PR #277, opened 2021-03-17
Table query case insensitive

will-moore:
See discussion at https://github.com/ome/omero-metadata/pull/56#issuecomment-801030871
Currently, we don't know whether an OMERO.table column will be named 'Image' or 'image'.
So we have to query for BOTH (in series, since parallel queries lead to table.close() race conditions).

As @sbesson suggested, this logic can be simplified if we handle case mismatches in column names.
In this PR, if you query a table for `Image, Roi, Plate or Well` and the table doesn't have a matching
column name but *does* contain the column name in lower case, e.g. `image`, then we
simply use the lower case for the query.

This means we don't need duplicate queries from the UI (see the JavaScript code is much simpler).

To test:
 - See https://merge-ci.openmicroscopy.org/web/webclient/?show=project-857 (user-3)
 - The most recent table on this Project (which is always picked for queries) has the Image column named 'image': https://merge-ci.openmicroscopy.org/web/webclient/omero_table/634804/
 - Images named `img-xx.png` in that Project should display the Tables data correctly in the right-panel
 - The URL https://merge-ci.openmicroscopy.org/web/webgateway/table/Project.datasetLinks.child.imageLinks.child/36638/query/?query=Image-36638 (using query `Image-36638`) should return results for the table, even though the column names in the JSON data will be "image".

### DIFF
--- a/omeroweb/webclient/templates/webclient/annotations/metadata_general.html
+++ b/omeroweb/webclient/templates/webclient/annotations/metadata_general.html
@@ -409,17 +409,11 @@
                                 loadBulkAnnotations(projectQuery, query, function(data) {
                                     if (data && data.id) {
                                         showBulkAnnTooltip(data);
-                                    } else {
-                                        // If query1 didn't work, try query2 on the same OMERO.table
-                                        loadBulkAnnotations(projectQuery, query2, showBulkAnnTooltip);
                                     }
                                 });
                                 loadBulkAnnotations(datasetQuery, query, function(data) {
                                     if (data && data.id) {
                                         showBulkAnnTooltip(data);
-                                    } else {
-                                        // If query1 didn't work, try query2 on the same OMERO.table
-                                        loadBulkAnnotations(datasetQuery, query2, showBulkAnnTooltip);
                                     }
                                 });
                             {% endif %}
--- a/omeroweb/webclient/templates/webclient/annotations/metadata_general.html
+++ b/omeroweb/webclient/templates/webclient/annotations/metadata_general.html
@@ -352,7 +352,6 @@
                     var projectQuery = "{% url 'webgateway_object_table_query' 'Project.datasetLinks.child.imageLinks.child' manager.image.id %}";
                     var datasetQuery = "{% url 'webgateway_object_table_query' 'Dataset.imageLinks.child' manager.image.id %}";
                     var query = "Image-{{ manager.image.id }}";
-                    var query2 = "image-{{ manager.image.id }}";
                     {% endif %}
 
                     var showBulkAnnTooltip = function(data) {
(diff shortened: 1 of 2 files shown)


will-moore:
Re: https://github.com/ome/omero-metadata/pull/56#issuecomment-804980465
I *could* also support `?query=ROI-123` here, but the logic would be slightly different from the current logic:
`if "ROI" is not in column_names, then check if "Roi" is in column_names, if not then check if "roi" is in column_names`.
Since we don't query by `ROI` anywhere, this doesn't help simplify the code and rather makes the behaviour less predictable. E.g. if `ROI` is supported, then why not `IMAGE`?

We could also make queries case insensitive for ALL column names (not just `Image, Well, Roi, Plate`). This wouldn't hurt performance, but again, I would prefer if the `?query=...` API is as close as possible to the underlying table query API.

omeroweb/webclient/templates/webclient/annotations/metadata_general.html
```diff
@@ -392,24 +391,8 @@
...
-                                    } else {
-                                        // If query1 didn't work, try query2 on the same OMERO.table
-                                        loadBulkAnnotations(datasetQuery, query2, showBulkAnnTooltip);
-                                    }
-                                });
+                                loadBulkAnnotations(projectQuery, query, showBulkAnnTooltip);
+                                loadBulkAnnotations(datasetQuery, query, showBulkAnnTooltip);
                             {% endif %}
                         }
                     });
```
sbesson, line 398: Should the block below be updated accordingly to remove the conditional statements?

omeroweb/webgateway/views.py
```diff
@@ -2972,7 +2973,12 @@ def _table_query(request, fileid, conn=None, query=None, lazy=False, **kwargs):
         else:
             match = re.match(r"^(\w+)-(\d+)", query)
             if match:
-                query = "(%s==%s)" % (match.group(1), match.group(2))
+                c_name = match.group(1)
+                if c_name in ("Image", "Roi", "Plate", "Well"):
```
sbesson, line 2977: If we wanted to handle all case-insensitive variations of these reserved column names, this could become 

```
if c_name not in columns_names and c_name.lower() in ("image", "roi", "plate", "well") and c_name.lower() in column_names:
```

I don't know of a concrete use case for now so unless you feel strongly about it, happy to start with the variants for our own tools i.e. `image/Image` for now and adjust as new use cases arise.

sbesson (commented):
Tested the query API change using https://idr.openmicroscopy.org/webclient/omero_table/15780187 (`idr0041`) which is a reasonably large OMERO.table with the `image` column names. Using production IDR,

```
[sbesson@prod95-omeroreadonly-1 ~]$ time curl http://localhost/webclient/omero_table/15780187/?query=image-3431104
...
                <td><a target="_blank" href="/webclient/?show=image-3431104">3431104</a></td>
                
            
        </tr>
        
    </body>
</html>

real	0m0.158s
user	0m0.000s
sys	0m0.010s
[sbesson@prod95-omeroreadonly-1 ~]$ time curl http://localhost/webclient/omero_table/15780187/?query=Image-3431104
{"error": "Error executing query: (Image==3431104)"}
real	0m0.111s
user	0m0.004s
sys	0m0.006s
```

With this PR included in the pilot server

```
[sbesson@pilot-idr0072-omeroreadwrite ~]$ time curl http://localhost/webclient/omero_table/15780187/?query=image-3431104
...
                <td><a target="_blank" href="/webclient/?show=image-3431104">3431104</a></td>
                
            
        </tr>
        
    </body>
</html>

real	0m0.154s
user	0m0.003s
sys	0m0.007s
[sbesson@pilot-idr0072-omeroreadwrite ~]$ time curl http://localhost/webclient/omero_table/15780187/?query=image-3431104
...
                <td><a target="_blank" href="/webclient/?show=image-3431104">3431104</a></td>
                
            
        </tr>
        
    </body>
</html>

real	0m0.152s
user	0m0.006s
sys	0m0.007s
```

In terms of code changes, most of the logic happens during the translation of our  `<name>-<value>` into a case sensitive `<column_name>==<value>` query so there should be minimal performance impact. This also greatly reduces the complexity of the table loading in `metadata_general.html`.

In terms of documentation, it might make sense to update the docstring of `_table_query` to capture the new contract for this specific query variant. Is there another reference documentation place that describes the expectation for `?query=<name>-<value>`?
In terms of test coverage, I could imagine a handful of test additions to https://github.com/ome/openmicroscopy/blob/develop/components/tools/OmeroWeb/test/integration/test_table.py covering the various scenarios would be useful to catch potential regressions.

Generally, given the existing variations in the column names of OMERO.tables, having some API allowing to handle synonyms for some of the reserved columns while preserving the underlying case-sensitive query API is a good balance.

omeroweb/webclient/templates/webclient/annotations/metadata_general.html
will-moore: Good catch. Removed 'query2' calls below.

omeroweb/webgateway/views.py
will-moore: I think it's simpler to stick with `image/Image` instead of supporting all upper/lower case variants.

will-moore:
To test last commit, you need to open the dev tools and check the Console when opening the `Tables` tab for an Image that doesn't have any Tables data. Shouldn't see any errors in the Console.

- [Assignment]: What is needed is each line of the entries that contains the word "pull".

- [Solution for this exercise]:
See discussion at https://github.com/ome/omero-metadata/pull/56#issuecomment-801030871
Re: https://github.com/ome/omero-metadata/pull/56#issuecomment-804980465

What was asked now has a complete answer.